Taurine supplementation significantly improved several MetS-related parameters: lowered SBP and DBP (with dose–response associations), reduced FBG (notably with higher total cumulative dose), and decreased TG (with daily dose response). HDL-C did not significantly change, though trends may still impact atherosclerosis risk. Mechanistically, blood pressure reductions may reflect enhanced nitric oxide availability and hydrogen sulfide production, improving vasodilation. Glycemic improvements likely involve reduced hepatic glucose output, modulation of glucagon, increased UCP1, enhanced insulin clearance via insulin-degrading enzyme, and support of beta-cell function; taurine may also increase adiponectin expression, improving insulin sensitivity.

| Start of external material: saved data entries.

PR #536, opened 2016-01-15
Fix 3 achievements

### LINKED ISSUE #533: New Achievement bugs
- [X] Achievement after sending a feedback does not work for me. 
- [x] When we migrate Feeling Social achievement, it worked for me but it unlocked level 3 but it skipped level 2. 
- [X] Power user is not implemented at all.

tasomaniac:
- KissesFromGdgXTeam
- FeelingSocial - 2 step achievements
- Power User

achievements are fixed. 

Fixes #533

### DIFF
--- a/app/src/main/java/org/gdg/frisbee/android/appwidget/GdgDashClockExtension.java
+++ b/app/src/main/java/org/gdg/frisbee/android/appwidget/GdgDashClockExtension.java
@@ -22,6 +22,8 @@ public class GdgDashClockExtension extends DashClockExtension {
 
     @Override
     protected void onUpdateData(int i) {
+        PrefUtils.setWidgetAdded(this);
+
         final String homeGdg = PrefUtils.getHomeChapterId(GdgDashClockExtension.this);
 
         if (homeGdg == null) {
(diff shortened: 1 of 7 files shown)


app/src/main/java/org/gdg/frisbee/android/appwidget/GdgDashClockExtension.java
```diff
@@ -1,64 +1,66 @@
...
+
+import java.util.ArrayList;
+
+import timber.log.Timber;
+
+public class GdgDashClockExtension extends DashClockExtension {
+
+    @Override
+    protected void onUpdateData(int i) {
+        PrefUtils.setWidgetAdded(this);
```
tasomaniac: I am not sure what caused this huge change but I only added this line.

app/src/main/java/org/gdg/frisbee/android/appwidget/UpcomingEventWidgetProvider.java
```diff
@@ -1,177 +1,177 @@
...
+        }
+
+        private void showChild(RemoteViews views, int i) {
+            views.setDisplayedChild(R.id.viewFlipper, i);
+        }
+    }
+
+    @Override
+    public void onUpdate(Context context, final AppWidgetManager appWidgetManager, int[] appWidgetIds) {
+        PrefUtils.setWidgetAdded(context);
```
tasomaniac: Here as well. Only this line.

app/src/main/java/org/gdg/frisbee/android/widget/FeedbackFragment.java
```diff
@@ -103,6 +105,14 @@ public void onCreate(Bundle savedInstanceState) {
         addProperty("loggedIn", PrefUtils.isSignedIn(getActivity())); // Optionally add some properties
         addProperty("appStarts", PrefUtils.getAppStarts(getActivity()));
         buildProperties();
+
+        setRetainInstance(true);
```
friedger: Why do you want to retain the instance?

app/src/main/java/org/gdg/frisbee/android/appwidget/GdgDashClockExtension.java
friedger: It is the indenting. We should run reformat on the whole project.

app/src/main/java/org/gdg/frisbee/android/widget/FeedbackFragment.java
friedger: Better reset the achievement handler on detachActivity.

tasomaniac: I kinda had to. The problem is with the implementation of Doorbell's SDK we are using. 
They are dismissing the Dialog once the Send button is clicked and then they make the API request. In their Rest API class, they have a reference to Activity. 

So the problem is that achievement handler's method is run after `detachActivity` because of this. 

I wanted to change it completely. I wanted to make the dialog dismiss after API request finishes. Their callback only have `success` in it. We won't be notified if there is a network issue and the user will be stuck. 

I unfortunately couldn't figure out a better way because of this.

friedger: What about leaving the dialog open until doorbell comes back with a result?

There is also the `setErrorCallback`

tasomaniac: I didn't know that there is error Callback method. We can do that. It would
make sense. Btw the dialog does not survive orientation change.

friedger:
LGTM, waiting for the checks to compelete

PR #538, opened 2016-01-19
NullPointer fix. 

tasomaniac:
entries.length gave me NullPointerException since the hub is down now.

There is no need to save the size of the array. writeStringArray already saves the size and handle null state as well.


tasomaniac:
Here is the crash
https://fabric.io/gdgx/android/apps/org.gdg.frisbee.android/issues/569e2a57f5d3a7f76b2f9b08

PR #539, opened 2016-01-20
Continuous Distribution

### LINKED ISSUE #417: Setup continous distribution
local.properties and the p12 file is uploaded to travis.
It should be possible to publish apks by add the gradle task
```
publishApkRelease
```

tasomaniac:
It is finally working. I will write a blog post and a wiki about this. The setup is done now but any *maintainer* should be able to do this process from scratch. 

Here is what I do:

- Skip PRs and branches other than `master`
- Skip If the commit has a tag
- Checkout specified branch one again. 
- Increment version number (Used `perl` regex replace. Can be simpler)
- Store the new version as Major.Minor.Patch.Build (eg. 2.3.0.4)
- Create the ALPHA Apk again and publish to Play Store. 
- If successful, create a commit and push quitely with a tag. 

Fixes #417


tasomaniac:
The account that makes the commit is `support@gdgx.io`. It can be changed if requested.

tasomaniac:
And lastly, I thought about distribution for `develop` branch. That can be confusing with this setup. To tag every release we have, I am pushing a commit after a successful release. When we merge multiple PRs (which is quite common) Travis will build all of them in sync. It will create problems. 

- We can limit the async build limit in Travis to 1. Which will solve the issue, but it will make builds slower. 
- Or we can use 'master' branch or a special 'release' branch to do this.

app/build.gradle
```diff
@@ -81,7 +81,6 @@ android {
         }
         alpha.initWith(release)
         alpha {
-            debuggable true
```
friedger: Why did you remove debuggable?
Could be useful for alpha testers.

friedger:
So the process is merge develop into master and push it to master, correct?

friedger:
I don't think we need distribution of the develop branch

We should have a release branch that pushes to the beta channel and is manually pushed to prod.

app/build.gradle
tasomaniac: Play publisher does not create task and does not work if the type is debuggable :(

tasomaniac:
I've added methods to make it cleaner. 

We can adjust the script to set branch and track to deploy. 

master or release branches can deploy to alpha or beta. It's up to us. Let's decide.

PR #543, opened 2016-01-22
chapter event list is now fetched from hub.

### LINKED ISSUE #542: Chapter's events shouldn't use developers.google.com
Instead, it should use our hub.

tasomaniac:
Previously, i don't know why, we were using some hidden api from developers.google.com. I have been thinking to migrate it to hub. I finally did it.

What was the diff between `Event` and `TaggedEvent` classes? It's just that the former is coming from developers.google.com, the latter is from hub. Which does not make sense at all. Removed `TaggedEvent` class now. We only have `Event` class.

Fixes #542


app/src/main/java/org/gdg/frisbee/android/api/GroupDirectory.java
```diff
@@ -1,41 +1,33 @@
...
-public interface GroupDirectory {
-
-    @GET("groups/pulse_stats/")
-    Call<Pulse> getPulse();
-
-    @GET("groups/pulse_stats/{country}/")
-    Call<Pulse> getCountryPulse(@Path("country") String country);
-
-    @GET("events/feed/json")
-    Call<ArrayList<Event>> getChapterEventList(@Query("start") final int start,
```
tasomaniac: Only this endpoint is removed here.

friedger:
TaggedEvents are events that are tagged :-) 
There could be events that are not associated with a GDG in the list of tagged events. At least that is what I remember, like study jam or IO extended. For study jam, they have now removed this option.

tasomaniac:
They are just events at the end. If they are associated just their chapter
id will be null.

Splaktar:
:+1:

Issue #541, opened 2016-01-21
Events empty state alignment problem 


tasomaniac:
Here is the screenshot describing it. 
![screenshot_20160121-185321](https://cloud.githubusercontent.com/assets/763339/12487620/95c1039c-c070-11e5-8517-268a75743a5a.png)

friedger:
Assigned to @rciovati

tasomaniac:
Fixed by #549

Issue #546, opened 2016-01-25
Fix build on Travis for forked projects. 


tasomaniac:
Here are the details. Forked projects are failing because of gpg decryption problems. 
https://travis-ci.org/rciovati/frisbee/jobs/104715488

tasomaniac:
Fixed in #548

PR #549, opened 2016-01-26
fix 541: center the empy state image and text

rciovati:
This commit fixes the issue #541

### DIFF
--- a/app/src/main/res/layout/fragment_events.xml
+++ b/app/src/main/res/layout/fragment_events.xml
@@ -38,29 +38,14 @@
 
   <include layout="@layout/loading_animated_view"/>
 
-
-  <LinearLayout
+  <TextView
     android:id="@+id/empty"
     android:layout_width="wrap_content"
     android:layout_height="wrap_content"
-    android:layout_centerInParent="true"
-    android:gravity="center_vertical|center_horizontal"
-    android:orientation="vertical"
-    android:visibility="gone">
-
-    <ImageView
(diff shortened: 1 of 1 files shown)


rciovati:
Build is errored for the same reason of #546

friedger:
You could remove the LinearLayout all together

friedger:
FYI, naming convention for PRs is number/description 

Nothing important though

rciovati:
Thanks @friedger, I misread the contribution guidelines.

tasomaniac:
I've cherry picked your fix for Travis. Can you rebase your branch? The build should be fixed after that.

app/src/main/res/layout/fragment_events.xml
```diff
@@ -41,26 +41,18 @@
 
   <LinearLayout
     android:id="@+id/empty"
-    android:layout_width="wrap_content"
-    android:layout_height="wrap_content"
-    android:layout_centerInParent="true"
```
tasomaniac: centerInParent is I think needed because we are using this in both RelativeLayout and FrameLayout time to time.

tasomaniac:
Since we don't have Image and text separately anymore, we can get rid of `LinearLayout` as well. What @friedger said :)

tasomaniac:
And nevermind my last comment about centerInParent.

tasomaniac:
Thank you for the contribution. :+1: 
This is really simple and not necessary but we usually put screenshots in PRs that change the UI.

PR #550, opened 2016-01-26
Fix plus profile image related crashes. 

tasomaniac:
PlusUtils class is introduced. …
Deprecated getCurrentPerson method is only used here.
It checks apiClient if it is connected and has necessary null checks.

- removeUserPicture method is moved inside updateUserPicture
This can be done now because we always have GoogleApiClient connected.


friedger:
LGTM

PR #558, opened 2016-02-15
Git commit SHA and build time is generated only when we clean the build.

### LINKED ISSUE #553: Remove build timestamp from BuildConfig
Use paperwork instead of BuildConfig for gitSha and timestamp

Paperwork is available at
https://github.com/zsoltk/paperwork

tasomaniac:
When we release the app from CI, it will always be clean. So release versions of the app should always show the right SHA and time.

Before we were not even using those.
Not they are being sent to Crashlytics and shown in About screen only if the app is debug or alpha.

Fixes #553

screenshot_20160215-165313


app/src/main/java/org/gdg/frisbee/android/about/AboutFragment.java
```diff
@@ -1,58 +1,57 @@
...
+        return v;
+    }
+
+    @Override
+    public void onViewCreated(View view, Bundle savedInstanceState) {
+        super.onViewCreated(view, savedInstanceState);
+
+        mVersion.setText(BuildConfig.VERSION_NAME);
+
+        if (BuildConfig.DEBUG || BuildConfig.BUILD_TYPE.equals("alpha")) {
```
tasomaniac: Only this if statement is added.

app/src/main/res/layout-sw800dp-land/fragment_about.xml
```diff
@@ -1,46 +0,0 @@
-<?xml version="1.0" encoding="utf-8"?>
```
tasomaniac: This is exactly the same as sw600dp version.

Splaktar:
Copyright year needs updating, 2013-2016. Should it be 'The GDG-X Frisbee Project'?

tasomaniac:
We should do it automated. I will look into it and update the whole
project.

friedger:
Lgtm

PR #566, opened 2016-03-05
minSdkVersion is now taken from command line property.

### LINKED ISSUE #565: Change multiDex flavor setup in favor of command line properties
Here is a gist that explains it. 
https://gist.github.com/neworld/6af9154591b24404c01d

When we use Google Developers' suggested way to speed up multidex builds, we sacrifice lint checks for minSdkLevel. The suggested way in the gist is perfect.

tasomaniac:
The default value for minSdkLevel is always 16. When Travis is publishing Apk to Play Store or we do a release build by command line, it will be 16. 

It can be easily turned to 21/22/23 for faster debug builds by providing `minSdk` property. 

This property can be set using Android Studio compiler settings. 

screen shot 2016-03-05 at 17 31 27

More info can be found [here](http://artemzin.com/blog/minsdk-without-flavors/)

Fixes #565

### DIFF
--- a/README.md
+++ b/README.md
@@ -37,6 +37,14 @@ Read the [Development Guide](https://github.com/gdg-x/frisbee/wiki/Developer-Doc
 
 When sending pull requests please make sure to enable EditorConfig in Android Studio -> Settings -> Editor -> Code & Style -> EditorConfig.
 
+####Speeding up debug builds
+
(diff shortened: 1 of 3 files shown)


stefanhoth:
:100: wow, this is amazing!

Compared with prior meta-analyses, this review found significant FBG reductions, possibly due to inclusion of more diabetes-focused studies where baseline hyperglycemia magnifies effects. Lipid improvements included reductions in TC and LDL-C, consistent with taurine’s roles in stimulating bile acid synthesis (via CYP7A1), enhancing LDL receptor activity, and facilitating cholesterol clearance. No significant changes in body weight or BMI were found, suggesting lifestyle interventions may have greater impact on weight. Safety analyses showed no increase in adverse events. Overall, findings support taurine as a complementary nutraceutical for mitigating MetS risk factors, with evidence of dose dependence for several outcomes.

Taurine supplementation favorably affects key MetS risk factors, significantly reducing SBP, DBP, FBG, and TG, and improving TC and LDL-C, with supportive dose–response relationships. While HDL-C and body composition changes were not significant, glycemic markers such as HOMA and fasting insulin improved, and safety was comparable to controls. Future research should determine optimal dosing and treatment duration, include longer follow-up, and enroll MetS-susceptible populations. Addressing variability in dosage, duration, sample size, disease severity, and participant characteristics will strengthen the evidence base and may inform clinical guideline development for taurine as an adjunct in MetS prevention and management.

- High heterogeneity for some outcomes due to varied populations (e.g., diabetes, obesity, cardiovascular disease, healthy participants) and protocols (dietary/exercise differences), potentially attenuating true effects. - Short intervention durations in most trials (often ≤2 months; few up to 1 year), limiting assessment of long-term efficacy and HbA1c changes. - Potential confounding from concurrent medications affecting lipid profiles (e.g., ACE inhibitors, diuretics, vasodilators) in cardiovascular populations. - Lack of direct waist circumference data; BMI used as a surrogate. - Variability in taurine dosage and total cumulative dose across studies; differing baseline risk levels may influence responsiveness. - Some studies lacked allocation concealment details, introducing some risk of bias. - Limited evidence in non-diabetic populations for HbA1c outcomes.